Data for processing.
PR #2463, opened 2024-11-06
[DE] Add "Beschattung[en]" to cover_classes and "geöffnet" to cover_s…

ascha191:
[DE] Add "Beschattung[en]" to cover_classes and "geöffnet" to cover_states

PR #2464, opened 2024-11-06
test sentences for "Beschattung" in cover_HassTurnOff.yaml

ascha191:


mib1185:
please add these test sentences in #2463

What to produce.
Transcribe the material above in full, keeping each word unchanged.

Answer space.
PR #2463, opened 2024-11-06
[DE] Add "Beschattung[en]" to cover_classes and "geöffnet" to cover_s…

ascha191:
[DE] Add "Beschattung[en]" to cover_classes and "geöffnet" to cover_states

PR #2464, opened 2024-11-06
test sentences for "Beschattung" in cover_HassTurnOff.yaml

ascha191:


mib1185:
please add these test sentences in #2463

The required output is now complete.